- **WORK TO BE COMPLETED**: Within the listing that follows, how many lines contain the word "pull"? Only the number is wanted.

- **THE RECORDS**:
__________

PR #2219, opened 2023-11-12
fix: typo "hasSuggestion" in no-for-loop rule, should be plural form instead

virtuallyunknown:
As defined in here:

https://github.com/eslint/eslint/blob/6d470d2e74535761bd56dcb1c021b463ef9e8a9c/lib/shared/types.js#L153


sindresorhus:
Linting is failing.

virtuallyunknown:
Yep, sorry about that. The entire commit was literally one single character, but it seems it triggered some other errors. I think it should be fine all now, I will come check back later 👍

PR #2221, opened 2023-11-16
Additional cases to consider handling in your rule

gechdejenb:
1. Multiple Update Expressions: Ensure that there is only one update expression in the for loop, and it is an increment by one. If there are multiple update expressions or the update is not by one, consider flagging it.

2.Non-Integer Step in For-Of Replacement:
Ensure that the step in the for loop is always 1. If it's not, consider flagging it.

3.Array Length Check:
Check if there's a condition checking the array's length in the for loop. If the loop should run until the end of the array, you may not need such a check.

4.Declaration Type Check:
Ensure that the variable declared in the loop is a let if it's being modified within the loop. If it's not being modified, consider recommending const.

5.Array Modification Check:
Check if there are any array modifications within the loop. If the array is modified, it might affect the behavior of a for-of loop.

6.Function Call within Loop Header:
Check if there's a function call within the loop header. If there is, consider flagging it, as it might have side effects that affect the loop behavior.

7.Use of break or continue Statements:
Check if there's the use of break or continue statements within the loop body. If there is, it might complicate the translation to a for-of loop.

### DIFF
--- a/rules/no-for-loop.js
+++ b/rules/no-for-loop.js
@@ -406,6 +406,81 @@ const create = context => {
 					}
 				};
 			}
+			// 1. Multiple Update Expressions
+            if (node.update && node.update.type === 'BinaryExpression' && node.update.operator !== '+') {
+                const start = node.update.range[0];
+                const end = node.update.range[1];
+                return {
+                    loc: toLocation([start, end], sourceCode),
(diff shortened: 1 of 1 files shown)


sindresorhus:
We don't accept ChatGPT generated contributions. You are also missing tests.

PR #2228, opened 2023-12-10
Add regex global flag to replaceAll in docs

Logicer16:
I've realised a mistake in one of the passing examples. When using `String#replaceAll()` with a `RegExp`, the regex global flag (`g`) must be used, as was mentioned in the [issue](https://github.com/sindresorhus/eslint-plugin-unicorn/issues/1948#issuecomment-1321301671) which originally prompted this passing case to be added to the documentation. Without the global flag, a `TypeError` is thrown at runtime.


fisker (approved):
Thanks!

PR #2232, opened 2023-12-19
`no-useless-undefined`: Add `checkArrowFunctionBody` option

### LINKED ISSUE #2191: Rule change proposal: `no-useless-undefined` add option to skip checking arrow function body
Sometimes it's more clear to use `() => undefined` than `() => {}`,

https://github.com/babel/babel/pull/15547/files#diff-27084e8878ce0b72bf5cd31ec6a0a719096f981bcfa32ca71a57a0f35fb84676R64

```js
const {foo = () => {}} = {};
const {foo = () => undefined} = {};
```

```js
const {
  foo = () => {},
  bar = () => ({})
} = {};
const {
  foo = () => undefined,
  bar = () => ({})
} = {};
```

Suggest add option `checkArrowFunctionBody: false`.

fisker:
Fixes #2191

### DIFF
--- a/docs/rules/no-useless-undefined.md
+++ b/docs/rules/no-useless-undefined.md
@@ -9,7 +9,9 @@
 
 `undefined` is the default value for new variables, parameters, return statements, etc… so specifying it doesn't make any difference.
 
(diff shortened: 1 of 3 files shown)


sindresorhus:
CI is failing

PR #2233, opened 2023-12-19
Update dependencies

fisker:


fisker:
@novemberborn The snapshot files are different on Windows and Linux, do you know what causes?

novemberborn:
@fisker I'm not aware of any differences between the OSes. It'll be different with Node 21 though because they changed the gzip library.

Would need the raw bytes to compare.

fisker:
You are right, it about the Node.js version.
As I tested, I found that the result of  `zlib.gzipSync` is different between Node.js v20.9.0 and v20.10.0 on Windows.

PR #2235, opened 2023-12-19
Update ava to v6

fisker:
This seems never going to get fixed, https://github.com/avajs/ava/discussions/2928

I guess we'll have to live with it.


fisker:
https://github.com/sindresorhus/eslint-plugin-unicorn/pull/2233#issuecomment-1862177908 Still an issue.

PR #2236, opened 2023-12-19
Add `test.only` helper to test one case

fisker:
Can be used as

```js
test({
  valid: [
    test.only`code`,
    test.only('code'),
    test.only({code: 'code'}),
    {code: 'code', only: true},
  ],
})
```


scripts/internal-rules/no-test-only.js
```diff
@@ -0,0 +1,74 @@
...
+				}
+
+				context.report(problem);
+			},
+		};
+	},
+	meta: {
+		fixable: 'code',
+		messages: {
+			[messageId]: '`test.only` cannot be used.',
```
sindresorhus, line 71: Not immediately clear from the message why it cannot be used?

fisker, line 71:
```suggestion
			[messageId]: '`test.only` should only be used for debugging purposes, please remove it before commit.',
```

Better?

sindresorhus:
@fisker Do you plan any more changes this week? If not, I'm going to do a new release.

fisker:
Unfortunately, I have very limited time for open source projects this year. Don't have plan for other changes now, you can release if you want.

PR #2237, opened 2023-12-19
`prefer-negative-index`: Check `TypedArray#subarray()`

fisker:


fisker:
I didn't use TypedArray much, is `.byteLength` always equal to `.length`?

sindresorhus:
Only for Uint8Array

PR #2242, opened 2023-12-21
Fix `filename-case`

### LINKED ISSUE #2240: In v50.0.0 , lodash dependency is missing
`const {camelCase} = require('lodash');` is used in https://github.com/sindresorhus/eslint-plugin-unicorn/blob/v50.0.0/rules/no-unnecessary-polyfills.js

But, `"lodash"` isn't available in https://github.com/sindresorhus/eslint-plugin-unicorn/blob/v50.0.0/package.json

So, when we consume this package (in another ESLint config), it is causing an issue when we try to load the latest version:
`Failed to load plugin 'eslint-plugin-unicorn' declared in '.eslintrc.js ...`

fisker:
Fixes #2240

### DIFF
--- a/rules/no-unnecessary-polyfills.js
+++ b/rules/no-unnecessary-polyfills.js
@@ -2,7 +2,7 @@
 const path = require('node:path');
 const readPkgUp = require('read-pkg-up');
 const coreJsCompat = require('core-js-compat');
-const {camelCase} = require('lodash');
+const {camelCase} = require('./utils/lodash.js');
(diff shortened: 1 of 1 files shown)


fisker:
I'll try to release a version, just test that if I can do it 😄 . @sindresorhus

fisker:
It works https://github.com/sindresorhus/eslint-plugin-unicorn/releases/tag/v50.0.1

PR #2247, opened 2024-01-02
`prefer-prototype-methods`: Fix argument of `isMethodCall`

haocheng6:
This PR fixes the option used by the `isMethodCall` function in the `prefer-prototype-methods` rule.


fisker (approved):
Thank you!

__________

- **RESPONSE TO THE EXERCISE**: 2